Deploying BOSH Add-Ons

Page last updated:

Warning: Pivotal Cloud Foundry (PCF) v2.4 is no longer supported because it has reached the End of General Support (EOGS) phase as defined by the Support Lifecycle Policy. To stay up to date with the latest software and security updates, upgrade to a supported version.

This documentation explains how to deploy optional BOSH Add-ons as a part of installing the Pivotal Cloud Foundry (PCF) platform.

Overview

BOSH Add-ons are optional platform extensions that you deploy with BOSH rather than installing them as Ops Manager tiles.
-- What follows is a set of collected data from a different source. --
PR #16993, opened 2019-04-20
Refine model gpu memory

sneaxiy:
This PR works for:

- Speed up GC by highest priority. Thread switching would do harm to train speed.
- Refine affine_channel op to save memory when using gc.
- Combining PR #16968 to fix inplace bug.

This PR improves 15% speed of Transformer model in V100 8-GPUs machine, and makes the maximum batch size of Mask RCNN model increase from 3 to 5.


paddle/fluid/framework/details/op_handle_base.h
```diff
@@ -31,6 +33,17 @@ constexpr char kLocalExecScopeName[] = "@LOCAL_SCOPE@";
 // It's responsible for populating necessary fields of ir::Node.
 class OpHandleBase {
  public:
+  /**
+   * NOTE(zjl): Some op should have higher priority than others.
+   * The higher priority op would run first without switching
+   * threads in FastThreadedSSAGraphExecutor.
```
chengduoZH: The `OpHandle` should not be bound with a specified Executor. So the note should be `The higher priority op should be run first without switching threads in Executor.`

paddle/fluid/framework/details/op_handle_base.h
```diff
@@ -31,6 +33,17 @@ constexpr char kLocalExecScopeName[] = "@LOCAL_SCOPE@";
...
+   *
+   * Currently, EagerDeletionOpHandle has the highest priority.
+   * This priority settings speed up gc 15% in Transformer
+   * V100 8-GPU model.
+   */
```
chengduoZH, line 40: line40~44 should be placed to [here](https://github.com/PaddlePaddle/Paddle/pull/16993/files#diff-d9f7d8760a10c9ad6e5e0f8049971939R43).

paddle/fluid/framework/details/eager_deletion_op_handle.h
```diff
@@ -37,14 +40,16 @@ class EagerDeletionOpHandle : public OpHandleBase {
...
+
  protected:
   void RunImpl() override;
 
  private:
   void ClearGarbages(std::deque<std::shared_ptr<memory::Allocation>> *garbages);
 
   const Scope *scope_;
-  std::unordered_set<std::string> var_names_;
+  std::vector<std::string> var_names_;
```
chengduoZH, line 57: Why do you replace `std::unordered_set` with `std::vector` here.

paddle/fluid/framework/details/inplace_op_pass.cc
```diff
@@ -78,6 +78,13 @@ const std::string kInplacedOpWhiteList[] = { // NOLINT
     "elementwise_add",
     "elementwise_add_grad",
 };
+
+// FIXME(zjl): Shapes of in-out of some ops are exactly the same,
+// but the static size during compiling time would be wrong.
+// Use a flag to indicate such ops. Please fix me when found a better way.
+static const std::unordered_set<std::string> kSameShapeOpWhiteSet{ // NOLINT
+    "reshape2"
+};
```
chengduoZH, line 87: Why? not understand what's the function of `kSameShapeOpWhiteSet`.

paddle/fluid/framework/details/op_handle_base.h
sneaxiy: Done.

paddle/fluid/framework/details/op_handle_base.h
sneaxiy: Done.

paddle/fluid/framework/details/eager_deletion_op_handle.h
sneaxiy: It does not matter. Just for faster transversing of `var_names_`.

paddle/fluid/framework/details/inplace_op_pass.cc
sneaxiy: Currently, inplace pass would only make in-out inplace when their compile-time shapes are the same. But in some nlp tasks, the compile-time shapes of in-out of reshape op are not the same. For example, shape of X is [-1, 3, 30] and shape of Out would be [-1, 30]. But in-out of some ops (such as reshape op) are exactly the same, regardless of the mismatching compile-time shapes. See [here](https://github.com/PaddlePaddle/Paddle/pull/16993/files#diff-076f3065cd0e7534a4f82bf22457869cR348).

This changing decreases the GPU memory usage of Padding RNN model a lot.

chengduoZH: I see, thanks.

chengduoZH (approved):
LGTM

PR #16999, opened 2019-04-21
Move gc test to each test of op

sneaxiy:


python/paddle/fluid/tests/unittests/op_test.py
```diff
@@ -371,6 +371,20 @@ def check_output_with_place(self,
                                 no_check_set=None,
                                 equal_nan=False,
                                 check_dygraph=False):
+        self._check_output_with_place(place, atol, no_check_set, equal_nan,
+                                      check_dygraph)
+        if self._is_gc_test_enabled():
+            self._enable_gc(True)
+            self._check_output_with_place(place, atol, no_check_set, equal_nan,
+                                          check_dygraph)
+            self._enable_gc(False)
```
chengduoZH: If ` self._is_gc_test_enabled()` is true, the `self._check_output_with_place` will be called two times, is it necessary?

python/paddle/fluid/tests/unittests/op_test.py
```diff
@@ -503,6 +530,13 @@ def check_output(self,
                                          check_dygraph)
 
     def check_output_customized(self, checker):
+        self._check_output_customized(checker)
+        if self._is_gc_test_enabled():
+            self._enable_gc(True)
+            self._check_output_customized(checker)
+            self._enable_gc(False)
```
chengduoZH: Same above.

python/paddle/fluid/tests/unittests/test_fill_constant_batch_size_like_op.py
```diff
@@ -21,6 +21,7 @@
 
 class TestFillConstantBatchSizeLikeWhenFirstDimIsBatchSize(OpTest):
     def setUp(self):
+        self.test_gc = True
```
chengduoZH: Which unit tests should use `self.test_gc = True`?

python/paddle/fluid/tests/unittests/op_test.py
sneaxiy: For safety check, though I have not figured out any case that the calculating result would be different if using gc or not.

python/paddle/fluid/tests/unittests/op_test.py
sneaxiy: For safety check, though I have not figured out any case that the calculating result would be different if using gc or not.

python/paddle/fluid/tests/unittests/test_fill_constant_batch_size_like_op.py
sneaxiy: Currently, only op that registers `NoNeedBufferVarsInference` should add this flag.

chengduoZH (approved):
LGTM

PR #21809, opened 2019-12-18
Fix Backward Bugs in Conditional Block

zhhsplendid:
The fixed bugs:

1. The condition sub-graph is not pruned
When a condition block has operations, such as `out = layers.cond(a - b < -1.0, lambda: a, lambda: b)`, here `a - b < -1.0` will contain an "elementwise_sub_grad" op at backward stage but "less than" doesn't return any gradient since it is using an EmptyGradOpMaker, which can crash the program. We fixed it by pruning the backward graph:
image

2. When backward graph is extremely simple, the whole backward ops in a block are pruned. The very simple network is like `out = layers.cond(a < b, lambda: a, lambda: b)` or `y = x + 1`. We fixed it by:
image

3. Also fix some tiny bugs, typos, and ugly codes. Such as English grammar "some op" -> "some ops", "return boolean_variable ? true : false;" -> "return boolean_variable", add C++ template classes when determine whether an op is using default grad op desc maker, _find_op_path_ should accept vars as inputs, not var_names. etc.

### DIFF
--- a/paddle/fluid/framework/details/op_registry.h
+++ b/paddle/fluid/framework/details/op_registry.h
@@ -221,7 +221,15 @@ struct OpInfoFiller<T, kGradOpDescMaker> {
 
     info->use_default_grad_op_desc_maker_ =
         std::is_base_of<DefaultGradOpMaker<OpDesc, true>, T>::value ||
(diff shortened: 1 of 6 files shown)


sneaxiy (approved):
LGTM.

Pivotal recommends installing BOSH Add-ons immediately after deploying BOSH and Ops Manager, before you use Ops Manager to add tiles to the platform.

BOSH Add-ons from Pivotal include IPsec, ClamAV, and File Integrity Monitoring, which enhance PCF platform security and security logging.

Open-source BOSH Add-ons include a syslog forwarder, a custom SSH login banner, and a tool for adding SSH users.

See Deploying Software with BOSH for an overview of the BOSH deployment process.

Contents

  • IPsec Add-on for PCF secures data transmissions inside PCF following IPSec standards.

  • ClamAV Add-on for PCF logs PCF internal antivirus protection activity, to demonstrate to auditors that it complies with industry standards and government regulations.

  • File Integrity Monitoring Add-on for PCF (FIM) logs PCF internal file integrity monitoring activity, to demonstrate to auditors that it complies with industry standards and government regulations.